§ **Exercise aim**:
Below are records; quote them exactly from the first line through the line that contains "Anytime that GL_IMAGE_TEXTURES_SUPPORT".

§ **Exercise inputs**:
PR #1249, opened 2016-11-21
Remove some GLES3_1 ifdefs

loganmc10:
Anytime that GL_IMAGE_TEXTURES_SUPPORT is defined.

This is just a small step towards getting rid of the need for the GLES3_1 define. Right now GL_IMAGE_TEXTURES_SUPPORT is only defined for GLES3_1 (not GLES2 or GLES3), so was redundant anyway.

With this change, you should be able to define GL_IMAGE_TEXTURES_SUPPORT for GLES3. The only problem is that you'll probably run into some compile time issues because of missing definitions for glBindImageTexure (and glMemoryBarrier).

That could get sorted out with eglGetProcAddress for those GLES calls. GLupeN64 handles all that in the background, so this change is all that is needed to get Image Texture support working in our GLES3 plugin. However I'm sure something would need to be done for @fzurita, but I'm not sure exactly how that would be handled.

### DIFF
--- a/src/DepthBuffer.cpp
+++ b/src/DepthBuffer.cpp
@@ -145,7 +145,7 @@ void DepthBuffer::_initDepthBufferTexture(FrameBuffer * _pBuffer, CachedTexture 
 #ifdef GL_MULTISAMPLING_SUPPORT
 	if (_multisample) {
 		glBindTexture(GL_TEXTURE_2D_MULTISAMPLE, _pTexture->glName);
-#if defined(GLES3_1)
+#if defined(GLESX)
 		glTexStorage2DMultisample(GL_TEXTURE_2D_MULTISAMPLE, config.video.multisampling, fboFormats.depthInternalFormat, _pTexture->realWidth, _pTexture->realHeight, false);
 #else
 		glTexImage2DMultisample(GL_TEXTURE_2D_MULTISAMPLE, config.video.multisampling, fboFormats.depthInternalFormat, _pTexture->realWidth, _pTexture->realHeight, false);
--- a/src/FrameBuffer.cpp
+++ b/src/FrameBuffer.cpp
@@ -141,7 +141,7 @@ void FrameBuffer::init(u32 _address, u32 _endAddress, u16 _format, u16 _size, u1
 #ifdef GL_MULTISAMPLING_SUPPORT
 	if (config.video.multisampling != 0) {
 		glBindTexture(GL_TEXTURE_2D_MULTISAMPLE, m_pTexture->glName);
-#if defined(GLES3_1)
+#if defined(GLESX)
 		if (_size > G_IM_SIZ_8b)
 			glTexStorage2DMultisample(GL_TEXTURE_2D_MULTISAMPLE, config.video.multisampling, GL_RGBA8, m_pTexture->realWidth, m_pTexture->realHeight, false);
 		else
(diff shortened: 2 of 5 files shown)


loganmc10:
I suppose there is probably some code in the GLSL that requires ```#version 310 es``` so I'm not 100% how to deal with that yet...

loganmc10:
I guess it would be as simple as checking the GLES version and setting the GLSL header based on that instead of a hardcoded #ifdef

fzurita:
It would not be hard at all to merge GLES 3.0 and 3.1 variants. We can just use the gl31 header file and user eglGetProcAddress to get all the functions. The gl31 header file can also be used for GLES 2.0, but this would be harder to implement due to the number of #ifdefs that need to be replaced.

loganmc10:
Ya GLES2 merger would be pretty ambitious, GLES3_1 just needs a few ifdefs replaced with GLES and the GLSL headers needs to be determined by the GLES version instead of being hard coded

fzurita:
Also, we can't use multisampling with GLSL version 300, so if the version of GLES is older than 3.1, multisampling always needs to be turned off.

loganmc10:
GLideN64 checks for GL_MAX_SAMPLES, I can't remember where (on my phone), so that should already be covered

§ **Reply**:
PR #1249, opened 2016-11-21
Remove some GLES3_1 ifdefs

loganmc10:
Anytime that GL_IMAGE_TEXTURES_SUPPORT is defined.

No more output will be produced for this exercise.